You can try it by running:

brew upgrade sketchybar --fetch-HEAD

I will need to test this new display implementation a bit before making a new release.

oliversturm commented 1 year ago

Certainly much easier on the eye!

I tried to unplug a display, this redisplayed the bar only once, no flicker. Then I plugged the display back in, and this caused a multi-stage redisplay:

I'll leave this running and let you know if I see any new issues.

FelixKratz commented 1 year ago

The new release contains these fixes. To switch back to the stable releases simply uninstall and install sketchybar again without the --head argument.

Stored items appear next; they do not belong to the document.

PR #752, opened 2026-06-01
Add MLB.com recap and preview blurbs to game scroll text

twfarley:
- Game._fetch_game_content() pulls the MLB editorial section from the game_content API endpoint, cached 5 min per game
- game_recap_blurb() and game_preview_blurb() build "headline — subhead" strings, returning "" when content has not yet been published (typical for the first ~10-30 minutes after a game ends)
- Postgame: recap blurb is appended to the W/L scrolling line
- Pregame: preview blurb is appended to the pitchers/broadcasts/weather scrolling line
- Stop refreshing game data once abstractGameState is "Final" to avoid pointless API polling on completed games

### DIFF
--- a/data/game.py
+++ b/data/game.py
@@ -9,6 +9,7 @@ from data import teams
 from bullpen.api import UpdateStatus
 from data.utils.circular_queue import CircularQueue
 from data.uniforms import Uniforms
+from data.blurbs import Blurbs
 from data.scoreboard import Scoreboard
 from data.scoreboard.postgame import Postgame
 from data.scoreboard.pregame import Pregame
@@ -59,6 +60,7 @@ class Game:
         self._api_refresh_rate = config.api_refresh_rate
         self._status: dict[str, Any] = {}
         self._uniform_data = Uniforms(game_id, config.uniform_types)
+        self._blurb_data = Blurbs(game_id)
 
     def update(self, force=False, testing_params={}) -> UpdateStatus:
         if force or self.__should_update():
@@ -91,6 +93,7 @@ class Game:
                         LOGGER.error("Failed to get game status from schedule")
 
                 self._uniform_data.update()
+                self._blurb_data.update()
                 self.print_game_data_debug()
                 return UpdateStatus.SUCCESS
             except:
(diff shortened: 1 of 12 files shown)


data/game.py
```diff
@@ -359,7 +359,40 @@ def current_play_result(self):
...
+            content = statsapi.get(
+                "game_content",
+                {"gamePk": self.game_id},
+                request_kwargs={"headers": data.headers.API_HEADERS},
+            )
+            self._game_content_cache = content
+            self._game_content_cache_time = now
+            return content
+        except Exception:
+            return {}
```
WardBrian: Rather than implement its own caching here, maybe this should be pulled into a small `Blurbs` class with it's own `.update()` and everything, similar to [`uniforms.py`](https://github.com/MLB-LED-Scoreboard/mlb-led-scoreboard/blob/master/data/uniforms.py)? We currently have a loose organization where each endpoint has its own class, which I think is nice to preserve

twfarley:
I guess it should be noted the the game preview blurbs are pretty rare, but the postgame usually show up within 30 minutes of the game ending.

renderers/games/postgame.py
```diff
@@ -32,6 +32,9 @@ def _render_decision_scroll(canvas, layout, colors, postgame, text_pos, is_playo
     if postgame.save_pitcher:
         scroll_text += " SV: {} ({})".format(postgame.save_pitcher, postgame.save_pitcher_saves)
 
+    if postgame.recap_blurb:
+        scroll_text += "  —  " + postgame.recap_blurb
```
WardBrian: Do all of our pixel fonts have `—`? It might be safer (if typographically incorrect) to use `-`

renderers/games/pregame.py
```diff
@@ -48,6 +48,9 @@ def _render_pregame_info(canvas, layout, colors, pregame: Pregame, probable_star
     if pregame_weather and pregame.pregame_weather:
         pitchers_text += " Weather: " + pregame.pregame_weather
 
+    if pregame.preview_blurb:
```
WardBrian: [question] we have pregame_weather as a config value you can turn on and off, do you think we should for these as well?

WardBrian (commented):
Thanks. I'd be pretty happy to merge this as is, just two small questions

renderers/games/postgame.py
twfarley: Yeah, you're right. Updated to hyphens.

renderers/games/pregame.py
twfarley: Yeah, I think it might get annoying on w32 boards if the blurb is really long. Addressed.

WardBrian (approved):

ty-porter (approved):

WardBrian:
Just saw this for the first time live on my board, gotta say I love it!

PR #758, opened 2026-06-03
Update driver for Pi4 and below compatibility

ty-porter:
~~Reverts the driver SHA bump since there is a known issue with that fails to compile on Raspberry Pi OS for Pi versions < 5~~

koekeishiya commented 11 months ago

@FelixKratz

Ok good news, I have looked through the implementation of these private functions and found that there is a retain problem caused by calling SLSTransactionOrderWindow on a window. This is a problem in the SkyLight framework, but since it is a private framework it is not really a bug, more like an unexpected behavior. I was able to isolate, reproduce and mitigate the problem in a minimal code example. In SketchyBar it is not so simple as to replace SLSTransactionOrderWindow with its immediate counterpart SLSOrderWindow since then flickering can be seen occasionally. Maybe there is another way to fix the retain problem while keeping SLSTransactionOrderWindow around... I will have to do some more investigations.

Is SLSTransactionOrderWindow still broken on Sonoma, and have you seen if SLSTransactionOrderWindowGroup exhibhits the same issue?

FelixKratz commented 11 months ago

@koekeishiya

Is SLSTransactionOrderWindow still broken on Sonoma, and have you seen if SLSTransactionOrderWindowGroup exhibhits the same issue?

Sonoma (or some newer version of Ventura) has fixed the memory problems with SLSTransactionOrderWindow. And SLSTransactionOrderWindowGroup does work fine as well.

Maybe I will start using it again for window ordering on Sonoma and up.